I've made the occasional HDR for several years now, but one thing that bugs me is that I can not successfully tonemap a large panorama (60mpx) in Photomatix if there's lots of detail involved, say skyscrapers with lights on. 

The result always seems very glowy clobbering a lot of fine contrast. I also can't control this on larger panoramas. The previews often look fine till I hit the process button then the result looks like crap. In the end I usually give up, save as an iradiance file and then tonemap it in Photoshop. Lots of suggestions seem to be to use exposure fusion, but that's not always possible and doesn't always look right.
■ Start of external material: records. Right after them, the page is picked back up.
PR #2539, opened 2024-08-13
libcdio: fix MSVC-only definition

ognevny:
according to the comment it should be defined for MSVC only. fixes UCRT build

### DIFF
--- a/src/libcdio/config.h
+++ b/src/libcdio/config.h
@@ -40,7 +40,9 @@
 /* Define to 1 if you have the `fseeko64' function. */
 #define HAVE_FSEEKO64 1
 /* The equivalent of fseeko64 for MSVC is _fseeki64 */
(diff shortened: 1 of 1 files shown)


ognevny:
signed commit is required... ok, will push it from github directly

pbatard:
Signed commit is not required for a PR. Proof is it was created and appeared as a Rufus PR, which is fine by me, regardless of whether it's signed or not.

ognevny:
I've already reopened #2540

pbatard:
Yeah. I guess it's needed by GitHub if you wanna run Actions, but if Actions fail when I push the PR, I'm gonna fix it anyway (though of course, I expect you to have cloned the repo and tested with Actions before created the PR first).

ognevny:
in this case I'm _sure_ that it works on MinGW

PR #2540, opened 2024-08-13
libcdio: fix MSVC-only definition

ognevny:
according to the comment it should be defined for MSVC only. fixes UCRT MinGW build


ognevny:
@pbatard

pbatard:
Yeah, yeah. It will happen when it happens. I'm working on other stuff right now and I'm afraid it's hard to see this as high priority, even if it's a simple PR.

PR #2550, opened 2024-08-23
mbr.S usb boot function update

PrIzRaKDev:
Decided to update the usb boot function as there were some aspects to rewrite. Here's what I changed:

Consistent indents and spacing
Removed unnecessary comments and added descriptive labels Used `.label` notation for local labels instead of `label:` notation Removed the `ds:` prefix from memory references, as it is not needed in 16-bit code Used square brackets `[]` for memory references instead of parentheses `()` Improved code organization and readability
Removed unnecessary `mov` instructions and optimized code flow.

I tried not to change the function's logic

### DIFF
--- a/res/mbr/mbr.S
+++ b/res/mbr/mbr.S
@@ -151,22 +151,29 @@ boot_drive:
 
 # ---------------------------------------------------------------------------
 
-boot_usb_rem_rtc:		# Boot USB drive (0x80)
-	call restore_rtc_vect	# Remove our RTC override
-boot_usb:
-	call flush_keyboard	# Make sure the keyboard buffer is clear
-	mov  bx, offset partition_table
-	mov  dx, ds:[bx]
-	push dx
-	mov  dl, 0x80		# Override disk number, as we're not using our int yet
-	mov  cx, ds:[bx+2]
-	mov  ebx, ds:[bx+8]	# Must come last since it modifies BX
-	call read_sector
-	jnb  boot_drive
-	pop  es			# failed to read PBR from USB - exit back to BIOS
-	pop  ds
-	retf
 
+boot_usb_rem_rtc:
+    call restore_rtc_vect  
+
+boot_usb:
+    call flush_keyboard     
+
+    mov bx, offset partition_table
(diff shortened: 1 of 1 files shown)


pbatard:
I don't quite like the comment removal. Because this is assembly as well as (potentially) something that might be used by other as a reference, the whole point of these comments is to be super descriptive about what we're doing. But suddenly you remove comments on a whole section because, *according to you* they are unnecessary...

You also state that you changed labels to dot notation and use parenthesis instead of square brackets, whereas this is not done in your patch (and I don't think I want that anyway, as I designed the assembly for the assembler and syntax that I prefer, and I am not going change that, at the risk of breaking compatibility with the assembler I actually use, because someone has a different preference. I'm not here to prettify code according to someone else's tastes, sorry). And your "consistent indents and spacing" actually introduces indents issue, since you suddenly replace tabs, which is what the whole file uses for indent, with spaces on the section you modified.

You also, very importantly, do not explain why you suddenly want to do that? What exactly are you trying to solve here? Are you trying to use an assembler where column labels and square brackets don't work?

The only actual actionable element I see from your patch is that, whereas we should have used the `ds:` prefix in a couple "naked" square bracket references, to be both consistent but more importantly very explicit, we did forget to do so in a couple of lines. But this will do the exact opposite of what you wanted.

Now, I'm going to assume that you're relatively new to creating pull request, so please don't let the fact that I am going to ultimately reject this patch deter you. We have all had to start somewhere and I don't know of any developer who actually gets annoyed at someone who is only ultimately trying to improve a project's codebase. Just bear in mind that your patch description needs to match what the patch actually does, that your patch should avoid introduce whitespaces issues, and that patches that boil down to a _"but I like it better when the code is formatted this way"_ don't generally gain much traction, as you are instead supposed to stick with whatever formatting preferences the original developer(s) used, regardless of whether you like them or not, and only introduce formatting preference patches if it's to fix internal consistency.

&rarr; Rejected, even though I will try to fix the two `[bx]` that are missing a segment prefix, and will try to credit you in the commit message when I do (but will not create an actual commit for this change).

PR #2589, opened 2024-10-17
[iso] Switch the ReactOS path to freeldr.sys - Allow ReactOS to boot from a flash rufus usb again

DarkFire01:
https://github.com/reactos/reactos/commit/764881a94b4129538d62fda2c99cfcd1ad518ce5
Follow this commit rufus no longer works with ReactOS's newer ISOs. This PR just aims to quickly fix this by checking for both setupldr.sys and freeldr.sys.

### DIFF
--- a/src/iso.c
+++ b/src/iso.c
@@ -112,7 +112,8 @@ static const char* syslinux_cfg[] = { "isolinux.cfg", "syslinux.cfg", "extlinux.
 static const char* isolinux_bin[] = { "isolinux.bin", "boot.bin" };
 static const char* pe_dirname[] = { "/i386", "/amd64", "/minint" };
 static const char* pe_file[] = { "ntdetect.com", "setupldr.bin", "txtsetup.sif" };
-static const char* reactos_name = "setupldr.sys"; // TODO: freeldr.sys doesn't seem to work
+static const char* reactos_name = "freeldr.sys";
+static const char* reactos_old_name = "setupldr.sys";
 static const char* kolibri_name = "kolibri.img";
 static const char* autorun_name = "autorun.inf";
 static const char* manjaro_marker = ".miso";
@@ -274,9 +275,12 @@ static BOOL check_iso_props(const char* psz_dirname, int64_t file_length, const 
 			}
 		}
 
-		// Check for ReactOS' setupldr.sys anywhere
-		if ((img_report.reactos_path[0] == 0) && (safe_stricmp(psz_basename, reactos_name) == 0))
-			static_strcpy(img_report.reactos_path, psz_fullpath);
+		// Check for ReactOS presence
+		if (img_report.reactos_path[0] == 0) {
+			if ((safe_stricmp(psz_basename, reactos_name) == 0) ||
+				(safe_stricmp(psz_basename, reactos_old_name) == 0))
+					static_strcpy(img_report.reactos_path, psz_fullpath);
+		}
 
 		// Check for the first 'efi*.img' we can find (that hopefully contains EFI boot files)
 		if (!HAS_EFI_IMG(img_report) && (safe_strlen(psz_basename) >= 7) &&


src/iso.c
```diff
@@ -274,9 +275,13 @@ static BOOL check_iso_props(const char* psz_dirname, int64_t file_length, const
 			}
 		}
 
-		// Check for ReactOS' setupldr.sys anywhere
-		if ((img_report.reactos_path[0] == 0) && (safe_stricmp(psz_basename, reactos_name) == 0))
-			static_strcpy(img_report.reactos_path, psz_fullpath);
+		// Check for ReactOS' presence
```
binarymaster, line 278:
```suggestion
		// Check for ReactOS presence
```
Since the comment now doesn't mention ReactOS' files :)

src/iso.c
```diff
@@ -274,9 +275,13 @@ static BOOL check_iso_props(const char* psz_dirname, int64_t file_length, const
...
+		if (img_report.reactos_path[0] == 0)
+		{
+		    if ((safe_stricmp(psz_basename, reactos_name) == 0) ||
+		        (safe_stricmp(psz_basename, reactos_old_name) == 0))
+		        static_strcpy(img_report.reactos_path, psz_fullpath);
```
binarymaster, line 283:
```suggestion
			if ((safe_stricmp(psz_basename, reactos_name) == 0) ||
				(safe_stricmp(psz_basename, reactos_old_name) == 0))
				static_strcpy(img_report.reactos_path, psz_fullpath);
```
remaining spaces to tabs

src/iso.c
```diff
@@ -274,9 +275,13 @@ static BOOL check_iso_props(const char* psz_dirname, int64_t file_length, const
 			}
 		}
 
-		// Check for ReactOS' setupldr.sys anywhere
-		if ((img_report.reactos_path[0] == 0) && (safe_stricmp(psz_basename, reactos_name) == 0))
-			static_strcpy(img_report.reactos_path, psz_fullpath);
+		// Check for ReactOS presence
+		if (img_report.reactos_path[0] == 0)
+		{
```
binarymaster, line 280:
```suggestion
		if (img_report.reactos_path[0] == 0) {
```
adapting to current code style

DarkFire01:
Sorry I had never done commit signing before this so it took a ... few tries to figure out :D

src/iso.c
```diff
@@ -274,9 +275,12 @@ static BOOL check_iso_props(const char* psz_dirname, int64_t file_length, const
 			}
 		}
 
-		// Check for ReactOS' setupldr.sys anywhere
-		if ((img_report.reactos_path[0] == 0) && (safe_stricmp(psz_basename, reactos_name) == 0))
-			static_strcpy(img_report.reactos_path, psz_fullpath);
+		// Check for ReactOS presence
+		if (img_report.reactos_path[0] == 0) {
+			if ((safe_stricmp(psz_basename, reactos_name) == 0) ||
+				(safe_stricmp(psz_basename, reactos_old_name) == 0))
```
HBelusca, line 281: It needs also tabs for the sub-level vertical alignment of the second line of the if-condition?

HBelusca (approved):

binarymaster (approved):

src/iso.c
```diff
@@ -274,9 +275,12 @@ static BOOL check_iso_props(const char* psz_dirname, int64_t file_length, const
...
+					static_strcpy(img_report.reactos_path, psz_fullpath);
```
archeYR, line 282: Since there was a comment suggesting a problem with using freeldr.sys in (probably older?) ReactOS ISOs. Maybe it could make sense to ensure that setupldr.sys is always used whenever it exists, and check for it until it is found or we went through all files on ISO.

```suggestion
		if ((safe_strstr(img_report.reactos_path, reactos_old_name) == NULL) &&
			((safe_stricmp(psz_basename, reactos_name) == 0) ||
			(safe_stricmp(psz_basename, reactos_old_name) == 0)))
			static_strcpy(img_report.reactos_path, psz_fullpath);
```

HBelusca: The problem was that freeldr.sys file was absent from livecd, only setupldr was there, but both files have the same content, so it should be fine ...

Now, I should add, that in much older reactors versions (like the 0.3.x ones), setupldr contained only the startup code to start the bootcd usetup, and it was different from the regular freeldr used in the livecd or in a regular ReactOS installation on a HDD.

pbatard:
@archeYR, I'm afraid I'm not planning to add extra searches that cater specifically for ISOs that are unlikely to be used that commonly, such as ISOs that use both `.sys`.

Also the way I am planning to rework this PR (to be consistent with what I do elsewhere is):
```C
static const char* reactos_name[] = { "setupldr.sys", "freeldr.sys" };

(...)

if (img_report.reactos_path[0] == 0) {
    for (i = 0; i < ARRAYSIZE(reactos_name); i++)
        if (safe_stricmp(psz_basename, reactos_name[i]) == 0)
            static_strcpy(img_report.reactos_path, psz_fullpath);
}
```

This way, if you guys switch the names of the `.sys` files again, it'll be a simple matter of adding a new string to the array.

Also, I guess that means it is actually possible to create bootable USB drives from ReactOS ISOs?
Last time I tried, which I admit was years ago, I wasn't too successful with it, but I decided to add the code anyway, in the hope that USB boot would eventually be sorted out. So it's nice to hear that this has finally happened.

archeYR:
> @archeYR, I'm afraid I'm not planning to add extra searches that cater specifically for ISOs that are unlikely to be used that commonly, such as ISOs that use both `.sys`.

It's okay, I don't care about these old versions that much either.

> Also, I guess that means it is actually possible to create bootable USB drives from ReactOS ISOs?
Last time I tried, which I admit was years ago, I wasn't too successful with it, but I decided to add the code anyway, in the hope that USB boot would eventually be sorted out. So it's nice to hear that this has finally happened.

0.4.15 will include some USB and PnPMgr fixes that allow ReactOS to boot from USB on some real hardware. Also there is a HybridCD build target that has an option to boot ReactOS from RAM disk and it already works reliably.

pbatard:
Applied, thanks! This will be part of the upcoming 4.6 release.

Anyone have any suggestions on how to handle really large pictures? This is an example of the type of detail and dynamic range I'm talking about: http://www.garbz.com/ref-sunset-p.jpg, done in Photoshop, and completely unable to be replicated by Photomatix.


----------



## Sw1tchFX (Sep 11, 2011)

Sounds like you'll have to take your exposures, and mask things in by hand. The good old fashioned way and truth be told, usually the better way too.


----------



## Majeed Badizadegan (Sep 11, 2011)

Sounds like a software feature request to the Photomatix team, support for extra large files. In the meantime, you could individually process each AEB stack of your panorama with the same settings. Process an image to your liking, save the settings directly into your presets, and apply them to the remaining images. Then stitch them in photoshop. That's what I would do.  Really will kill your workflow if you do a lot of this type of photography and your software is getting in the way. But I agree with Sw1tch, if you do this occasionally just do the manual and tedious type of work yourself. Cs5, as you mentioned, should be much better with larger files if what you are saying about Photomatix is true (I use both but have not done panoramas in Photomatix).Nice image by the way.


----------



## SlickSalmon (Sep 11, 2011)

Garbz said:


> Hey all,
> 
> I've made the occasional HDR for several years now, but one thing that bugs me is that I can not successfully tonemap a large panorama (60mpx) in Photomatix if there's lots of detail involved, say skyscrapers with lights on.
> 
> ...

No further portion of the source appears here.